The following document lists the file abstract/DLAMBERT_DLL002.abs
from catalogue VI/111.
A plain copy of the file
(without headers/trailers) may be downloaded.
Analyses of photospheric spectra of stars are vital tools for our understanding of issues from the origin of the Universe, the evolution of the Galaxy to the lives of stars. Contemporary analyses of spectra depend on model stellar atmospheres computed usually from a set of simplifying assumptions: plane-parallel homogeneous layers in radiative/convective hydrostatic and local themodynamic equilibrium. Only few attempts have been made to derive atmospheric structures as direct as possible from observations, i.e. to construct empirical atmospheres. With new observational methods, and new wavelength regions opening up, it is very important to try such methods. In this respect the infrared spectral region offers new and unique possibilities. This proposal considers such atmospheres of cool dwarf stars whose chemical compositions are unique clues to the early evolution of the Galaxy. The study is motivated by the power of ISO photometry to measure the temperature in the upper photospheric layers: the opacity in the infrared is provided by the free-free transitions of the H- ion and scales as wavelength-squared.
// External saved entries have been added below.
PR #2233, opened 2024-04-25
feat(iroh-bytes): add copy fallback for Export::TryReference

### LINKED ISSUE #2229: Fallback to std::fs::copy in `export` to make cross-mountpoint export possible
Now export tries to use std::fs::rename for exporting blobs. It works only if both src and dst are on the same mountpoint. It would be nice if in the case of std::fs::rename's error, Iroh falls back to std::fs::copy.

dignifiedquire:
When encountering a failure in renaming, due to cross mount point issues, fallback to copy and delete.

Closes #2229

### DIFF
--- a/iroh-bytes/src/store/fs.rs
+++ b/iroh-bytes/src/store/fs.rs
@@ -86,7 +86,7 @@ use redb::{AccessGuard, DatabaseError, ReadableTable, StorageError};
 use serde::{Deserialize, Serialize};
 use smallvec::SmallVec;
 use tokio::io::AsyncWriteExt;
-use tracing::trace_span;
+use tracing::{trace_span, warn};
 
 mod import_flat_store;
 mod migrate_redb_v1_v2;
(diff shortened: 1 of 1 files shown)


iroh-bytes/src/store/fs.rs
```diff
@@ -1643,10 +1646,40 @@ impl ActorState {
...
+                                            Ok(_) => {
+                                                let entry = EntryState::Complete {
+                                                    data_location: DataLocation::External(
+                                                        vec![target],
+                                                        size,
+                                                    ),
+                                                    outboard_location,
+                                                };
+                                                // Delete old file
+                                                if let Err(err) = std::fs::remove_file(&path) {
```
rklaehn, line 1662: You are not supposed to actually delete stuff here. If the transaction gets rejected the store would be in an inconsistent state. The entry would still point to internal data, but that internal data would no longer be there.

The proper way to delete things is to just _mark_ them for deletion by adding this file to the delete_after_commit set.

Unfortunately this is a bit convoluted, but keeping a file system and a transactional DB in sync is a PITA.

                                                 ```
-                                                // Delete old file
-                                                if let Err(err) = std::fs::remove_file(&path) {
-                                                    warn!("failed to delete {} after exporting it: {:?}", path.display(), err);
-                                                }
-
                                                 drop(guard);
                                                 tables.blobs.insert(temp_tag.hash(), entry)?;
+                                                tables
+                                                    .delete_after_commit
+                                                    .insert(*temp_tag.hash(), [BaoFilePart::Data]);
                                                 drop(temp_tag);
                                                 ```

dignifiedquire: thanks, fixed

iroh-bytes/src/store/fs.rs
```diff
@@ -1611,65 +1611,93 @@ impl ActorState {
...
-                                        data_location: DataLocation::External(vec![target], size),
-                                        outboard_location,
-                                    };
-                                    drop(guard);
-                                    tables.blobs.insert(temp_tag.hash(), entry)?;
-                                    drop(temp_tag);
-                                    tx.send(Ok(())).ok();
-                                }
-                                Err(e) => {
+                        }
```
rklaehn, line 1633: Not sure, maybe this whole procedure is long enough to warrant a fn?

rklaehn (approved):

iroh-bytes/src/store/fs.rs
dignifiedquire: I tried, and ran into borrowchk issues and then aborted 😓

PR #2234, opened 2024-04-25
feat(iroh-net)!: Improve initial connection latency

flub:
## Description

When the magic socket changes the underlying path the congestion controller has all the wrong ideas about the latency.  This results in widely varying latencies and only slowly settling of them.  This change resets the values of the congestion controller whenever the magic socket path changes.  The result is a much faster stable connection.

Renames the Pong::src field to ping_observed_addr to try and make this field a bit more intuitive to read.  This helps especially around logging pongs and the UDP address of the pong sender next to each other.

The mesh_stacks function in the tests has the relay server removed.  The point of the function is to hook up the magic endpoints using direct addresses, so the relay is redundant.  Furthermore the way the server was set up in the tests made it not functional, so it never did anything.  So things are simplified without it.

## Breaking Changes

- `MagicEndpoint::accept` now returns `magic_endpoint::Accept` rather than Quinn's `Accept` type.
- `magic_endpoint::Connecting` replaces `quinn::Connecting`.  This is the type returned by `.await`ing the `Accept` future.
- `magic_endpoint::accept_conn` and `magic_endpoint::get_alpn` have been removed.  You now accept the connection by directly awaiting the futures returned.  To retrieve the ALPN use the new `Connecting::alpn` method.

## Notes & open questions

To review, start at the new `rtt_actor.rs`, that's the important bit.  Then look at `MagicEndpoint` how it adds it to `.connect()` (simple) and `.accept()` (complex).  The latter requires copying a bunch of Quinn structs into magic_endpoint.  This also simplifies how the interact with the alpn a little.  Everything else is how making the rest of iroh adapt to those changes.

## Change checklist

- [x] Self-review.
- [x] Tests if relevant.

## TODO

- ~~[ ] Use stream-util instead of futures-concurrency~~


iroh-net/examples/listen.rs
```diff
@@ -62,9 +62,10 @@ async fn main() -> anyhow::Result<()> {
         "\tcargo run --example connect -- --node-id {me} --addrs \"{local_addrs}\" --relay-url {relay_url}\n"
     );
     // accept incoming connections, returns a normal QUIC connection
-    while let Some(conn) = endpoint.accept().await {
-        // accept the connection and extract the `node_id` and ALPN
-        let (node_id, alpn, conn) = iroh_net::magic_endpoint::accept_conn(conn).await?;
+    while let Some(mut conn) = endpoint.accept().await {
+        let alpn = conn.alpn().await?;
+        let conn = conn.await?;
+        let node_id = iroh_net::magic_endpoint::get_remote_node_id(&conn)?;
```
dignifiedquire, line 68: why did this code get worse, can't we keep the helper?

iroh-net/src/magic_endpoint.rs
```diff
@@ -649,25 +678,130 @@ impl MagicEndpoint {
...
+    inner: quinn::Connecting,
+    magic_ep: MagicEndpoint,
+}
+
+impl Connecting {
+    /// Convert into a 0-RTT or 0.5-RTT connection at the cost of weakened security.
+    pub fn into_0rtt(self) -> Result<(quinn::Connection, quinn::ZeroRttAccepted), Self> {
+        match self.inner.into_0rtt() {
+            Ok((conn, zrtt_accepted)) => {
+                // If we can't notify the rtt-actor that's not great but not critical.
```
dignifiedquire, line 720: wrong comment?

iroh-net/src/magic_endpoint.rs
```diff
@@ -649,25 +678,130 @@ impl MagicEndpoint {
...
+impl Future for Connecting {
+    type Output = Result<quinn::Connection, quinn::ConnectionError>;
+
+    fn poll(self: Pin<&mut Self>, cx: &mut std::task::Context<'_>) -> Poll<Self::Output> {
+        let this = self.project();
+        match this.inner.poll(cx) {
+            Poll::Pending => Poll::Pending,
+            Poll::Ready(Err(err)) => Poll::Ready(Err(err)),
+            Poll::Ready(Ok(conn)) => {
+                // If we can't notify the rtt-actor that's not great but not critical.
```
dignifiedquire, line 785: wrong comment?

iroh-net/src/magic_endpoint.rs
```diff
@@ -1118,9 +1255,10 @@ mod tests {
         let _ep2_guard = CallOnDrop::new(move || {
             ep2_abort_handle.abort();
         });
-        async fn accept(ep: MagicEndpoint) -> (PublicKey, String, quinn::Connection) {
+        async fn accept(ep: MagicEndpoint) -> NodeId {
```
dignifiedquire, line 1258: that's surprising, the `Connection` gets dropped immediately here?

iroh-net/src/magic_endpoint/rtt_actor.rs
```diff
@@ -0,0 +1,153 @@
...
+    ) {
+        let key = self.connection_events.insert(conn_type_changes);
+        self.connections.insert(key, (connection, node_id));
+        self.tick.notify_one();
+    }
+
+    /// Performs the congestion controller reset for a magic socket path change.
+    fn do_reset_rtt(&mut self, item: Option<(stream_group::Key, ConnectionType)>) {
+        match item {
+            Some((key, new_conn_type)) => match self.connections.get(&key) {
```
dignifiedquire, line 120: shouldn't this be checking the `new_conn_type`?

flub: I considered that, though I don't think this matters.  Every time the path changes we should reset this.  If we do direct -> mixed -> direct then we should fix the reason for this so it stay in direct (which we already did).  So I think keeping the logic here simple is preferred.

dignifiedquire: maybe add a comment in this regard?

iroh-net/src/magic_endpoint/rtt_actor.rs
```diff
@@ -0,0 +1,153 @@
...
+use tokio::sync::{mpsc, Notify};
+use tokio::task::JoinHandle;
+use tokio::time::Duration;
+use tracing::{debug, error, info_span, trace, warn, Instrument};
+
+use crate::magicsock::{ConnectionType, ConnectionTypeStream};
+
+#[derive(Debug)]
+pub(super) struct RttHandle {
+    pub(super) _handle: JoinHandle<()>,
```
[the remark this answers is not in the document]
flub: The actor is terminated by dropping the mpsc sender.  I added the JoinHandle here with the intention of allowing panic propagation.  But then didn't use it because that's very painful to do in something like the `MagicEndpoint`, i.e. an object that is supported by long-running tasks but itself does not have a task. 

Maybe there's a world where it checks on each method called whether any of it's actors have errored or paniced and propagates that error/panic.  And that's why I added a Joinhandle here.  But that change shouldn't be included in this PR.

iroh-net/src/magic_endpoint.rs
flub: Yeah, the original test did not rely on this connection at all, it just wants to assert on the NodeId.  So I simplified this to make that clear.  :shrug:

iroh-net/src/magic_endpoint.rs
flub: This comment applies to all the `let Ok(...) = ...` statements that follow.  But clearly it's confusing.  Any suggestion on how to explain this better?

iroh-net/src/magic_endpoint.rs
flub: similar, applies to the following let-ok statements

iroh-net/src/magic_endpoint.rs
dignifiedquire: maybe a helper function that these calls? 

```rust
fn try_send_rtt_msg(conn, magic_ep) {
  let Ok(peer_id) = get_remote_node_id(&conn) else {
    warn!(?conn, "failed to get remote node id");
    return;
  };
  let Ok(conn_type_changes) = this.magic_ep.conn_type_stream(&peer_id) else {
    warn!(?conn, "failed to create conn_type_stream");
    return;
  };
  let rtt_msg = RttMessage::NewConnection {
    connection: conn.weak_handle(),
   conn_type_changes,
   node_id: peer_id,
  };
  if let Err(err) = this.magic_ep.rtt_actor.msg_tx.try_send(rtt_msg) {
    warn!(?conn, "rtt-actor not reachable: {err:#}");
  }
  Ok(())
}
```

iroh-net/examples/listen.rs
flub: heh, you think this is worse?  To me the helper function was a long-standing eyesore.  This way we provide the same API as upstream Quinn does, with the `.alpn()` method extra.

If we did `.alpn()` as a helper function, you could write:
```rust
let conn = ep.accept().await?;
let node_id = get_remote_nodeid(&conn)?;
let alpn = get_alpn(&conn)?;
```

We could keep the helper function.  But then there's multiple ways to do something, which I'm not super keen on.  Though I guess if you know you need all three it's reasonable, but I've also seen code that did only need the connection and used the helper function because that's what they thought it should do.

dignifiedquire: hmm I guess the nicest version would be to 

```rust
let alpn = conn.alpn().await?;
let conn = conn.await?;
let node_id = conn.remote_node_id()?;
```

dignifiedquire: but overall, I agree, now that I look at it, this is actually better than before

dignifiedquire:
looks like `iroh-sync` still pulls in `quinn`

iroh-net/examples/listen.rs
flub: Once and if we wrap `Connection` we can even do:
```rust
let conn = ep.accept().await?;
// optionally, if you need either of these
let alpn = conn.alpn().await?;
let node_id = conn.remote_node_id()?;
```
which I think would be the nicest.  And you could still get the alpn from the intermediate `Connecting` future as well if you need it earlier.

dignifiedquire: yes, agreed

flub: ok, re-exported `Connection` now.  Are we leave the rest of this API as now in the PR?

flub:
PTAL, I believe this is ready now.

dignifiedquire (approved):

dignifiedquire:
ci sad

PR #2235, opened 2024-04-25
fix(iroh-gossip): do not enable "metrics" feature for iroh-net by default

link2xt:
Otherwise it is impossible to disable metrics support in iroh-net
if iroh-gossip is used.


Frando (approved):
LGTM!

Issue #2169, opened 2024-04-10
connections keep switching away from direct connection and switching back


flub:
On slower connections we noticed we keep switching connections all the time.  Even though we would expect them to stay direct.  E.g. transcript from a modified `iroh doctor`:

```
Accepted connection from fltgqbqd37gta4bvy22zknq62m5xp4rucuijng7ds7up7ixl4daq
connection type changed to: relay
connection type changed to: direct
connection type changed to: mixed
connection type changed to: direct
17.978148733s: rtt: 332.081712ms
connection type changed to: mixed
connection type changed to: direct
connection type changed to: mixed
29.551192275s: rtt: 337.195327ms
connection type changed to: direct
connection type changed to: relay
connection type changed to: direct
connection type changed to: relay
Test finished after 40.893338786s: connection lost
```

flub:
I suspect this is mostly because we have lossy ping/pongs:
```
... INFO ... iroh_net::magicsock::node_map::best_addr: 87: clearing best_addr reason=PongTimeout has_relay=true old_addr=213.143.125.104:57096
```

flub:
this is a bit silly in a way, because we know there's a lot of traffic flowing around at this point.  traffic which is being acked by quic in both directions.  We only downgrade the connection because this pong is treated as more important somehow, and missing it forces downgrading our connection even if data is flowing over it.

We might be able to improve this by not considering the loss of a pong so important if other data is flowing as well.

ramfox:
Agreed. It seems sort of silly to decide that a connection is dead if we are literally getting UDP packets from that addr at the same time as we timeout on a pong.

PR #2238, opened 2024-04-25
fix(iroh_net): less agressive best_addr clearing on pong timeout

divagant-martian:
## Description

Clears the best address only if within the time the pong should have been received, nothing else was seen so that the address is considered not alive in that period. This should result in less aggressive best_addr clearing.

Specific changes include:
- remove `BestAddr::clear_if_addr_older` since it is no longer needed.
- change `BestAddr::clear*` return since it was never read anyway.
- check for alive withing the `PING_TIMEOUT_DURATION` before clearing the best address on timeout
- misc docs fixes in code related to being alive/active

## Breaking Changes

n/a

## Notes & open questions

n/a

## Change checklist

- [x] Self-review.
- [ ] ~Tests if relevant.~

### DIFF
--- a/iroh-net/src/magicsock/node_map/best_addr.rs
+++ b/iroh-net/src/magicsock/node_map/best_addr.rs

Hence, a large range of depths is sampled by the flux between 3 to 120 micron. Previous studies of optical line and continuous spectra suggest that theoretical model atmospheres do not yet adequately represent the real atmospheres of cool dwarf stars. This is the case, for instance, of the very metal-poor star HD140283 for which standard model atmospheres with usual mixing length values seem to be unable to provide simultaneous fits to the H Alpha and Beta lines, and show a temperature distribution which is considerably hoter than that predicted by theoretical models in the lower layers. These inadequacies also motivate the study.